= TASK GOAL =
The material below contains a line with "3 | 3.1 MB |" and a line with "- The reporter's". Copy exactly those two lines and all lines between them.

= AVAILABLE DATA =

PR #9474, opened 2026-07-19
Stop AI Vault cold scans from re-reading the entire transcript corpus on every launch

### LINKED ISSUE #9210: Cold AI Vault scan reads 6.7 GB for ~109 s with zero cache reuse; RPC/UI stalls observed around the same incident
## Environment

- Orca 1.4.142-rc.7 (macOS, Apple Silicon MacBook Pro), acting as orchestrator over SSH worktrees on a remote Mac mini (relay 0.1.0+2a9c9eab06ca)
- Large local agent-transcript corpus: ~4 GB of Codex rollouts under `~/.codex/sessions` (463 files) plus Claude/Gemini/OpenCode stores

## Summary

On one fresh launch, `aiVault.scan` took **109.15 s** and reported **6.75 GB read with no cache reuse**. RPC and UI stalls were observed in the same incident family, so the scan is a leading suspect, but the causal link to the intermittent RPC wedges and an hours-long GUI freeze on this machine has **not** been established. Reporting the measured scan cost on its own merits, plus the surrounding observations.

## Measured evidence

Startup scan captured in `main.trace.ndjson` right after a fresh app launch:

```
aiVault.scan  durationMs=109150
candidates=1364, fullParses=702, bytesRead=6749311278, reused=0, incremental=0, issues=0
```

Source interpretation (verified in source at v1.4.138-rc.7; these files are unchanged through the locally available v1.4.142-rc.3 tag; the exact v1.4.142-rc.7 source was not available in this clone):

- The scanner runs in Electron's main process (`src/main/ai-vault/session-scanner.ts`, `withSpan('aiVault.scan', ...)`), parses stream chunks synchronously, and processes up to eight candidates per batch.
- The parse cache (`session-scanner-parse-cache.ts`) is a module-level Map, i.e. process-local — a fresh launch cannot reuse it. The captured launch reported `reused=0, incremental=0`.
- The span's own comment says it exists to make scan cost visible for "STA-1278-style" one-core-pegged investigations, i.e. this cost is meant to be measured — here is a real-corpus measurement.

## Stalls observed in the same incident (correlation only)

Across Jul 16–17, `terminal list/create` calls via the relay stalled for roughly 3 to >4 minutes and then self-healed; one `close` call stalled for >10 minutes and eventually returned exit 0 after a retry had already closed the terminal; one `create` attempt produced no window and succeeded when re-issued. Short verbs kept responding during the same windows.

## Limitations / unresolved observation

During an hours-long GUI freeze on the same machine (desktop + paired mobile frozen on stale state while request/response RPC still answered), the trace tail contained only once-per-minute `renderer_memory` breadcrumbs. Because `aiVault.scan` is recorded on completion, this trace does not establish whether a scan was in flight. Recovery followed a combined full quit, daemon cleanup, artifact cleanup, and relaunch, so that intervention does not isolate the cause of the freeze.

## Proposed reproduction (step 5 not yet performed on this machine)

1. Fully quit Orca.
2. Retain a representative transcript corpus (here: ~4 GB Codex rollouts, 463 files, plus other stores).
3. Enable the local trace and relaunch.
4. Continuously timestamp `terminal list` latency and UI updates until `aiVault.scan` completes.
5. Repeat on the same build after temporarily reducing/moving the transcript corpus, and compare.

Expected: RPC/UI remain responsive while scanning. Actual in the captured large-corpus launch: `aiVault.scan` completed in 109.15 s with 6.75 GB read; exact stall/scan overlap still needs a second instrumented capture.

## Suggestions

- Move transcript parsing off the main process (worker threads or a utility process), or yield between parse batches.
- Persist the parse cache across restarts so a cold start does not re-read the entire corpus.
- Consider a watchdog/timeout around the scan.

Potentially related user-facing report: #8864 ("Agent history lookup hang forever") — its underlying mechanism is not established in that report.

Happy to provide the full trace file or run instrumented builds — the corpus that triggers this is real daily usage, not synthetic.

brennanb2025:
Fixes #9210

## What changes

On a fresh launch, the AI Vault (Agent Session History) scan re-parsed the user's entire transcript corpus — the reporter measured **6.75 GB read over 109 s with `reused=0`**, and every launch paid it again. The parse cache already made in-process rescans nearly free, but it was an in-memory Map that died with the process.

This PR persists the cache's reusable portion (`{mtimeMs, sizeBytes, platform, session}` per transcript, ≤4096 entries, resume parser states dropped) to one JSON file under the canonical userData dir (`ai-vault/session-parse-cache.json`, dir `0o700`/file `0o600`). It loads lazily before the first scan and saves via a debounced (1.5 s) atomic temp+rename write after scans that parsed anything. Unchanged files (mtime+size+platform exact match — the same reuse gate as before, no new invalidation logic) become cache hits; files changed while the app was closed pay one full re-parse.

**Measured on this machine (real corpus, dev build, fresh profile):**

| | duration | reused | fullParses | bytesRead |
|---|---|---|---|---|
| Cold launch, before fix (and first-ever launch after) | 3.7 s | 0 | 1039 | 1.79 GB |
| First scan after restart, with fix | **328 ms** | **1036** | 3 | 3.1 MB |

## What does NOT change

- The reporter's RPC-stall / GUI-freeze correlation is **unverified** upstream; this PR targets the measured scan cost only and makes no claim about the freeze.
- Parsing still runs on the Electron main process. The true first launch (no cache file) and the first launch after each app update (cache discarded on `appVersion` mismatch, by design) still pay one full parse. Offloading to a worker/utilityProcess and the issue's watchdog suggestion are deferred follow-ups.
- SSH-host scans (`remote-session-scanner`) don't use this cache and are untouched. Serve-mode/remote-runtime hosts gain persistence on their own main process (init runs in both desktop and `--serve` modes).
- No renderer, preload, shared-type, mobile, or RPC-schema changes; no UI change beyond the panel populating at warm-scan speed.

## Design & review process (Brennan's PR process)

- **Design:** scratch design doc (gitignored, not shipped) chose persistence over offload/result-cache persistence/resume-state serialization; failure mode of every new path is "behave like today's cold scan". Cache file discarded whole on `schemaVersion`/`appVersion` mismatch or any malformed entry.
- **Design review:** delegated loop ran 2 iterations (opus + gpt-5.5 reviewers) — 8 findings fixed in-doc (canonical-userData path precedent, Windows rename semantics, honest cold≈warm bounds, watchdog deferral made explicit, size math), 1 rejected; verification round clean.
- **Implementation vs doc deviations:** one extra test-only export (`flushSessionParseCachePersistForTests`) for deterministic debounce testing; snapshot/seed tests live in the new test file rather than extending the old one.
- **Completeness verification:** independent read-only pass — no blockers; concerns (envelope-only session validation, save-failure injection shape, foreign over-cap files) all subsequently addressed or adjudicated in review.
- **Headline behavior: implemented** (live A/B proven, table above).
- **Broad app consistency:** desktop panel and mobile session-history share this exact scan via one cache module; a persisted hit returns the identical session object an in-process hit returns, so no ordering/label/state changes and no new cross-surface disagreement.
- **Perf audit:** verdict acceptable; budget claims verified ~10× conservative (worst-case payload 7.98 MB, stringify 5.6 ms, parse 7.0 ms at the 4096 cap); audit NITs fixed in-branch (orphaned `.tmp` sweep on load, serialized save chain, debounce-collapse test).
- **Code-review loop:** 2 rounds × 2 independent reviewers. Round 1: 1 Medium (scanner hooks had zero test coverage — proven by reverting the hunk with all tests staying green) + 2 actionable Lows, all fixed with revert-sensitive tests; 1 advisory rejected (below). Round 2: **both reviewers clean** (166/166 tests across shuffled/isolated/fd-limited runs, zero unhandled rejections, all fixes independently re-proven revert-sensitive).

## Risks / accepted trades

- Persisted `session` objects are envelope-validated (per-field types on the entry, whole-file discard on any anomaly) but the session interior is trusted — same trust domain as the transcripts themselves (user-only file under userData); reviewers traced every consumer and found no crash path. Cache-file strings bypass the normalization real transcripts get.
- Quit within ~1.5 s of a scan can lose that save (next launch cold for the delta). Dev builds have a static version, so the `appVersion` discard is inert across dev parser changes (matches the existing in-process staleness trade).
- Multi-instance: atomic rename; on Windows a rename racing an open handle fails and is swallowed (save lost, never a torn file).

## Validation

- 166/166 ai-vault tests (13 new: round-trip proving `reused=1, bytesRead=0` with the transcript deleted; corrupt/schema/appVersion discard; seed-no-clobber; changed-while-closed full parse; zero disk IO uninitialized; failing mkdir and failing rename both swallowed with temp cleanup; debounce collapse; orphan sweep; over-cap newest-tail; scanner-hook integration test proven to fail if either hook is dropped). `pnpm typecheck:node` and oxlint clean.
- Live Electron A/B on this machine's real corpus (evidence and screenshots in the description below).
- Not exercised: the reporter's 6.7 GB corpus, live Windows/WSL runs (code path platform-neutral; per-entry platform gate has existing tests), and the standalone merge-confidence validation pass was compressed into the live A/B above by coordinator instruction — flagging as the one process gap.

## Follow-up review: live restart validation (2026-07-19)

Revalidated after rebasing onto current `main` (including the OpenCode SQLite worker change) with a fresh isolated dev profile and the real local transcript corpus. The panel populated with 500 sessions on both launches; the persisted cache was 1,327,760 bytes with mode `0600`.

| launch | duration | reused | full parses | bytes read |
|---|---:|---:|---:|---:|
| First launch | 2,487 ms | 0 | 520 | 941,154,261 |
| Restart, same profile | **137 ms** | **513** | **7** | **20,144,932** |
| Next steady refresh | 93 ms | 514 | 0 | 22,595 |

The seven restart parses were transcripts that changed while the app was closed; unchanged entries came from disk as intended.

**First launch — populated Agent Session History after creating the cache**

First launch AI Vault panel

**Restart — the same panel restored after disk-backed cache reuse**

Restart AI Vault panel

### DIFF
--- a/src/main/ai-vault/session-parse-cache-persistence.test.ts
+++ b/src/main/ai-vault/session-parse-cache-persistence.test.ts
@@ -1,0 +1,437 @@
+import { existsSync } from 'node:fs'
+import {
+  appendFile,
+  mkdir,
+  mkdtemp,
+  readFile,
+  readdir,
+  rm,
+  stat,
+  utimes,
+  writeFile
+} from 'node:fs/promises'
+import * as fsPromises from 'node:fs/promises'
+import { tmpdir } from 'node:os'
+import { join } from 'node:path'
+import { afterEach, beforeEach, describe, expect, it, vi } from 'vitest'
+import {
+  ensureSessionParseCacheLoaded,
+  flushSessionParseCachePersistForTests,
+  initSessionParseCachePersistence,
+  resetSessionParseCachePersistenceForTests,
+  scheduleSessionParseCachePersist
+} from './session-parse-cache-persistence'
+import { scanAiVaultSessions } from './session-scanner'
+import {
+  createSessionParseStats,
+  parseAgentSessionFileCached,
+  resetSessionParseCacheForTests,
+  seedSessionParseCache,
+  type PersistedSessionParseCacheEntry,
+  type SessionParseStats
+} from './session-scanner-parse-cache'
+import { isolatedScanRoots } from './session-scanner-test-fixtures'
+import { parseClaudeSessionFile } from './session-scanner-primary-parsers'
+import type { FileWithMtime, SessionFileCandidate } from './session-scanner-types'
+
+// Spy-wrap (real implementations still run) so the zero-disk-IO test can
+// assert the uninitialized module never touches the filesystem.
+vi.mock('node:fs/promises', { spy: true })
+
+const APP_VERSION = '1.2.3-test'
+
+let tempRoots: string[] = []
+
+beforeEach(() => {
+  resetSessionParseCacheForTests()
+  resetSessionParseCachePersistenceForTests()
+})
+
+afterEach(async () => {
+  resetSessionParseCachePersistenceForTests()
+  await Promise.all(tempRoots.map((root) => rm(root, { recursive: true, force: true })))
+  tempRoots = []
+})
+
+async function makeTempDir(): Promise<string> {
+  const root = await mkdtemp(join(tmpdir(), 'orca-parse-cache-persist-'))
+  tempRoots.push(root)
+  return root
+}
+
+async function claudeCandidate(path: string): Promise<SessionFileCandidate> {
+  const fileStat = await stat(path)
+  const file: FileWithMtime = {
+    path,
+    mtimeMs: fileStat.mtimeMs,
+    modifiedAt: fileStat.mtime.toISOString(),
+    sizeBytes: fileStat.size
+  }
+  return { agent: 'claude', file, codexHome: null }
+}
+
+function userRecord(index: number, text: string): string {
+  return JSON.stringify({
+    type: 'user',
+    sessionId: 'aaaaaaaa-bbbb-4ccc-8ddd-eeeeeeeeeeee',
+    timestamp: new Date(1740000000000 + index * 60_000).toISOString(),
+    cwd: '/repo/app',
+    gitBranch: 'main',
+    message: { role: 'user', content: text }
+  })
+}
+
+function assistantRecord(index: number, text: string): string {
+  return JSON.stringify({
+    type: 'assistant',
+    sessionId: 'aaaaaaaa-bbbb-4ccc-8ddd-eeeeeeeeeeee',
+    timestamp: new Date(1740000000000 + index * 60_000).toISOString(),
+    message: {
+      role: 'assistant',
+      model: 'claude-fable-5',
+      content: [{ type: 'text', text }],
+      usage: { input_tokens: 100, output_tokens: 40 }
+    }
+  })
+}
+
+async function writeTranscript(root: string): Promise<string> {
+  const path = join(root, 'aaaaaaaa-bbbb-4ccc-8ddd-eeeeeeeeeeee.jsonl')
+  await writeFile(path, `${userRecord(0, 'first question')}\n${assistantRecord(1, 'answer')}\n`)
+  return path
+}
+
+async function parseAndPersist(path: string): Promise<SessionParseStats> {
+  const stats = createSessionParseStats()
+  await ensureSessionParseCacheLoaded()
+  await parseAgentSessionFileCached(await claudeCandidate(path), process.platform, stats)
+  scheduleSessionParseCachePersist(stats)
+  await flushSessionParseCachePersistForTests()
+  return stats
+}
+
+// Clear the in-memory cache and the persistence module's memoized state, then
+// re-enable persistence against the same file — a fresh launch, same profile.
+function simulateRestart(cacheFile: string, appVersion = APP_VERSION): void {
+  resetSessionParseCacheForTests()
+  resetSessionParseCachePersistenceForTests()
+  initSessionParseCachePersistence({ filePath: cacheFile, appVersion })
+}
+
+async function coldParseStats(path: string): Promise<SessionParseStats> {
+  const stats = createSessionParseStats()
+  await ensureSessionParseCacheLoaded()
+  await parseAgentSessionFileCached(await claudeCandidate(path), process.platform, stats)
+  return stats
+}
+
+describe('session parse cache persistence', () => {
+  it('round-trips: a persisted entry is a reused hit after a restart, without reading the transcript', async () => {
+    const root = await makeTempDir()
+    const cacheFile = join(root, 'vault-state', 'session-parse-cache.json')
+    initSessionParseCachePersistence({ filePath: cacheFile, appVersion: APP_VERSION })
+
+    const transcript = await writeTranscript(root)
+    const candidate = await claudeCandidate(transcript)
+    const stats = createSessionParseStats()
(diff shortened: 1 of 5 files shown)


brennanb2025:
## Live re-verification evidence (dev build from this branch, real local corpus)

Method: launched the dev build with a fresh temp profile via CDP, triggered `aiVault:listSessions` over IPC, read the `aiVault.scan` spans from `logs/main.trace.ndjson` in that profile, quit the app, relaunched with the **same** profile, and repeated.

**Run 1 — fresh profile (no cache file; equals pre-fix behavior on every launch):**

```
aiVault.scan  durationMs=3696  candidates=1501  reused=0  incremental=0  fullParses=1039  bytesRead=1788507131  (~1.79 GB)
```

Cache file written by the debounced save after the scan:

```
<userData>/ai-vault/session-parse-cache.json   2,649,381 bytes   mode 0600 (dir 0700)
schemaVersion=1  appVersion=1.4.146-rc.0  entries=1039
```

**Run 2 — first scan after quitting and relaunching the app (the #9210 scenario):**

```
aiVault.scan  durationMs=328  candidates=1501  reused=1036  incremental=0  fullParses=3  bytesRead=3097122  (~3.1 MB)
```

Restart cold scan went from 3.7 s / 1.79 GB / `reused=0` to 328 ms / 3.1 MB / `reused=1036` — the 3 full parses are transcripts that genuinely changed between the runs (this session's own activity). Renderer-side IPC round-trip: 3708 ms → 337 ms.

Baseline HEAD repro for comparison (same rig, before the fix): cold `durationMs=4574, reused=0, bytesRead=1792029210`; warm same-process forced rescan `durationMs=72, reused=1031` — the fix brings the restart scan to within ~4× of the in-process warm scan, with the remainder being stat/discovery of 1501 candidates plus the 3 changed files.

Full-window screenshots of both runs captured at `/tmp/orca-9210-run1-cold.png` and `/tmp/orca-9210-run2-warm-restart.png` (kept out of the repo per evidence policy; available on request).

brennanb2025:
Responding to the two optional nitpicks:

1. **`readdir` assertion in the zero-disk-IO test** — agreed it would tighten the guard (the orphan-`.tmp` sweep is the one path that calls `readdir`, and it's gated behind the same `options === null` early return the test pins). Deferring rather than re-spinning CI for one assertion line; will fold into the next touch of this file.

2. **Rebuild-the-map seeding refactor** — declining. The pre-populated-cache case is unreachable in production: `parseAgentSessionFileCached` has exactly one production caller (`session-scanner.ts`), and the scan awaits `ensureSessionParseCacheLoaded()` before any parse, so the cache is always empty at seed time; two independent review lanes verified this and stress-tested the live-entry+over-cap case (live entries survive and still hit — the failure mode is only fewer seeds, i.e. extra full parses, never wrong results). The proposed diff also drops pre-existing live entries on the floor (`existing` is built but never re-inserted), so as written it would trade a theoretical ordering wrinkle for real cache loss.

= ANSWER FOR THE TASK =
| First scan after restart, with fix | **328 ms** | **1036** | 3 | 3.1 MB |

## What does NOT change

- The reporter's RPC-stall / GUI-freeze correlation is **unverified** upstream; this PR targets the measured scan cost only and makes no claim about the freeze.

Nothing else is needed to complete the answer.